# L. Mbamba



## jhunbj (May 16, 2005)

Why does my L. Mbamba looks like an Acei? :lol:


----------



## fishboy11 (Jul 13, 2005)

It looks like a Lab. mbamba to me. Just a little dark. How many of them do you got?


----------



## jhunbj (May 16, 2005)

I have just this one....I got him for free 

Took another photo this morning, and he looks really different when I just turn on the lights.


----------



## Hoosier Tank (May 8, 2007)

Yea I vote L. mbamba, my Male is really "moody" to. Getting a pic of him colored up is tough. He shows for his two females all the time but it's like he knows as soon as I grab the camera :? Are your Males dorsals tipped in white? How big is he, pics make him look like a juvie....


----------



## jhunbj (May 16, 2005)

Dorsal fins edge is yellowish-orange, just like in the picture. He's about 1.75" right now.


----------



## Xenomorph (Aug 6, 2007)

He's going to brighten up with age, no worries. Beautiful fish.


----------



## Hoosier Tank (May 8, 2007)

jhunbj said:


> Dorsal fins edge is yellowish-orange, just like in the picture. He's about 1.75" right now.
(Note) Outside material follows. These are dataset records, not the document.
PR #393, opened 2022-02-22
Prepare Changelog for v0.2.0

tbagrel1:
PRs submitted before 2022/02/25 16:00:00 have been taken into account at this point.

The file `CHANGELOG-ENTRIES--delete-before-merge.md` is the output I got from the [github-changelog-generator](https://github.com/github-changelog-generator/github-changelog-generator) tool. I then looked at each PR, improved its title/description, and added it to the right group in `CHANGELOG.md`. 

Closes #377 .

PR #397, opened 2022-02-25
Remove `Prelude.Linear.asTypeOf`

### LINKED ISSUE #354: Prelude asTypeOf isn't very useful
The linear prelude exports

```haskell
asTypeOf :: a %q-> a -> a
asTypeOf = const
```

That seems practically useless in a linear context. The traditional alternative is found in `Data.Proxy`, and can be given the following type:

```haskell
asProxyTypeOf :: a %q-> proxy a -> a
asProxyTypeOf a _ = a
```

Of course, if one is using `TypeApplications`, `id` is also an option. But I'd consider just removing `asTypeOf` here.

tbagrel1:
Closes #354 . The linked issue gives the motivations behind this removal.

### DIFF
--- a/src/Prelude/Linear.hs
+++ b/src/Prelude/Linear.hs
@@ -82,7 +82,6 @@ module Prelude.Linear
     ($),
     (&),
     Prelude.until,
-    asTypeOf,
     Prelude.error,
     Prelude.errorWithoutStackTrace,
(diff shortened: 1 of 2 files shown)


tbagrel1:
Reminder : #393 #377

PR #398, opened 2022-03-14
Move CI tests from cabal job to stack job

tbagrel1:
Cabal do not pick the same Hedgehog version as stack, so we get deprecation warnings (treated as errors) in the cabal CI.

### DIFF
--- a/.github/workflows/ci.yaml
+++ b/.github/workflows/ci.yaml
@@ -28,11 +28,9 @@ jobs:
     - name: Update Cabal's database
       run: nix-shell --pure --run "cabal update"
     - name: Build Cabal's dependencies
-      run: nix-shell --pure --run "cabal build --enable-tests --enable-benchmarks --dependencies-only"
+      run: nix-shell --pure --run "cabal build --disable-tests --disable-benchmarks --dependencies-only"
     - name: Build
-      run: nix-shell --pure --run "cabal build"
-    - name: Test
-      run: nix-shell --pure --run "cabal test"
+      run: nix-shell --pure --run "cabal build --disable-tests --disable-benchmarks"
     - name: Haddock
       run: nix-shell --pure --run "cabal haddock"
     - name: cabal-docspec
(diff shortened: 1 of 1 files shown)


.github/workflows/ci.yaml
```diff
@@ -74,4 +72,4 @@ jobs:
     - name: Build Nix dependencies
       run: nix-shell --pure --run "echo '=== Nix dependencies installed ==='"
     - name: Build
-      run: nix-shell --pure --run "stack build --pedantic --test --bench --no-run-tests --no-run-benchmarks"
+      run: nix-shell --pure --run "stack build --pedantic --test --bench"
```
aspiwack, line 75: We should probably not run benchmarks here. I'm not sure what purpose they would serve.
```suggestion
      run: nix-shell --pure --run "stack build --pedantic --test --bench --no-run-benchmarks"
```

.github/workflows/ci.yaml
```diff
@@ -28,11 +28,9 @@ jobs:
     - name: Update Cabal's database
       run: nix-shell --pure --run "cabal update"
     - name: Build Cabal's dependencies
-      run: nix-shell --pure --run "cabal build --enable-tests --enable-benchmarks --dependencies-only"
+      run: nix-shell --pure --run "cabal build --disable-tests --disable-benchmarks --dependencies-only"
     - name: Build
-      run: nix-shell --pure --run "cabal build"
-    - name: Test
-      run: nix-shell --pure --run "cabal test"
+      run: nix-shell --pure --run "cabal build --disable-tests --disable-benchmarks"
```
aspiwack, line 33: You don't have to disable tests/benchmarks again (in fact, I believe it's the default anyway, that they are disabled).
```suggestion
      run: nix-shell --pure --run "cabal build"
```

tbagrel1: Well, I think that they are enabled by default: see this CI job that failed on friday when I didn't explicitely disabled them: https://github.com/tweag/linear-base/actions/runs/1969067243 and https://github.com/tweag/linear-base/commit/e64d220f764f7074e9e0f20cbafdeb8ff0d1a0a8

aspiwack: That's because they've been enabled above. the `--enable-tests` mutates a state. It doesn't tell `cabal` to run tests. Try with the suggestions applied, and we will have a definite answer to that question though.

tbagrel1: Cabal CLI is stateful? :scream:

aspiwack:
Well, I stand corrected.

PR #399, opened 2022-03-17
Bump `linear-base` version in `linear-base.cabal`

tbagrel1:
From 0.1.1 to 0.2.0


treeowl:
Ugh, I thought I already did this. Definitely necessary.

Issue #404, opened 2022-04-10
Add `evalState` (to `Control.Functor.Linear`)


andreasabel:
`evalState` is a common use-case of the state monad.
```haskell
import Control.Functor.Linear
import Data.Tuple.Linear

evalState :: Consumable s => State s a %1 -> s %1 -> a
evalState m s = fst (runState m s)
```
Probably there should also be `evalStateT`.

aspiwack:
I'm not sure that `evalState` is quite as useful as in the case of the unrestricted-state monad. That being said, I'll welcome a PR, but see my thoughts in https://github.com/tweag/linear-base/issues/405#issuecomment-1094625847.

andreasabel:
Maybe I can do without it, but I didn't see how because of the `Ur` in the type of `HashMap.empty`.  I'd be happy for advice, see my code at: https://gist.github.com/andreasabel/f5c877491d32b653efba44cb283ba490#file-interpretermain-hs

andreasabel:
> So if this is an admissible generalization, ...

I ain't...

andreasabel:
@aspiwack : I am back to `evalState`, see
- #411 

If you have other ideas how to write https://gist.github.com/andreasabel/f5c877491d32b653efba44cb283ba490#file-interpretermain-hs , please let me know.

PR #410, opened 2022-04-12
More polymorphic type for `Array.alloc` and `HashMap.empty`

andreasabel:
Replacing response type `Ur b` by simply `b` also type checks and enables uses like
```haskell
let (i, _) = HashMap.empty 100 (\ env -> runState (eval e) env)
```
(see issue #404). Without this PR, the respective code would be
```haskell
let Ur i = HashMap.empty 100 (\ env -> move (fst (runState (eval e) env)))
```
with `fst :: Consumable b => (a, b) -> a`.  
The old typing of `empty` forces the insertion of `move` which can only happen after consuming the `env` via `fst` (because `HashMap` does not implement `Consumable`).  
The new code seem to be better, allowing `env` to be garbage-collected unforced once we want to dispose of it.

Caveat: I am relying on the linear type checker (which might be in alpha state, dunno), so there might be reasons unknown to me why this generalization is invalid.  Test suite passes, though.

Also in this PR: Restrict `tasty-hedgehog < 1.2` to make `cabal build` succeed.

### DIFF
--- a/linear-base.cabal
+++ b/linear-base.cabal
@@ -183,7 +183,7 @@ test-suite examples
         base,
         linear-base,
         tasty,
-        tasty-hedgehog,
+        tasty-hedgehog < 1.2,
         hedgehog,
         storable-tuple,
         vector,
--- a/src/Data/Array/Mutable/Linear/Internal.hs
+++ b/src/Data/Array/Mutable/Linear/Internal.hs
@@ -65,8 +65,8 @@ alloc ::
   HasCallStack =>
   Int ->
   a ->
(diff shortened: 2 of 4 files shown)


andreasabel:
Ok, so the type checker isn't sound yet.  
Was unlikely anyway that the simplification I suggested would have been overlooked...

aspiwack:
The typechecker is sound. But the implementation of `Array` uses `unsafePerformIO`, which isn't. The careful choice of API is what makes the use of `unsafePerformIO` ok. Just like any abstract type really.

PR #1740, opened 2024-12-16
Add `--check`, `--rdfind`, `--no-rdfind` options to `install-onlyoffice.sh`

jfly:
`--check` is useful for anyone who wants to check if their OnlyOffice
installation is up to date without actually installing it.

The `--rdfind/--no-rdfind` commands serve a few purposes:

1. It makes it clear that `rdfind` can still run even if you specify `--check`.
2. People can ensure that `rdfind` runs by specifying `--rdfind`, which
   helps if they accidentally uninstall `rdfind`.
3. People can now skip running `rdfind` even if they have `rdfind`
   installed.

### DIFF
--- a/install-onlyoffice.sh
+++ b/install-onlyoffice.sh
@@ -37,7 +37,17 @@ main() {
     install_x2t v7.3+1 ab0c05b0e4c81071acea83f0c6a8e75f5870c360ec4abc4af09105dd9b52264af9711ec0b7020e87095193ac9b6e20305e446f2321a541f743626a598e5318c1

So Sorry, I meant Pelvic fins, Are the Pelvics tipped in white? Beautiful fish!


----------



## Hoosier Tank (May 8, 2007)

Hoosier Tank said:


> jhunbj said:
> 
> 
> > Dorsal fins edge is yellowish-orange, just like in the picture. He's about 1.75" right now.
> ...


DANG NAB IT!! I need to quite posting before I have my first cup of coffee in me..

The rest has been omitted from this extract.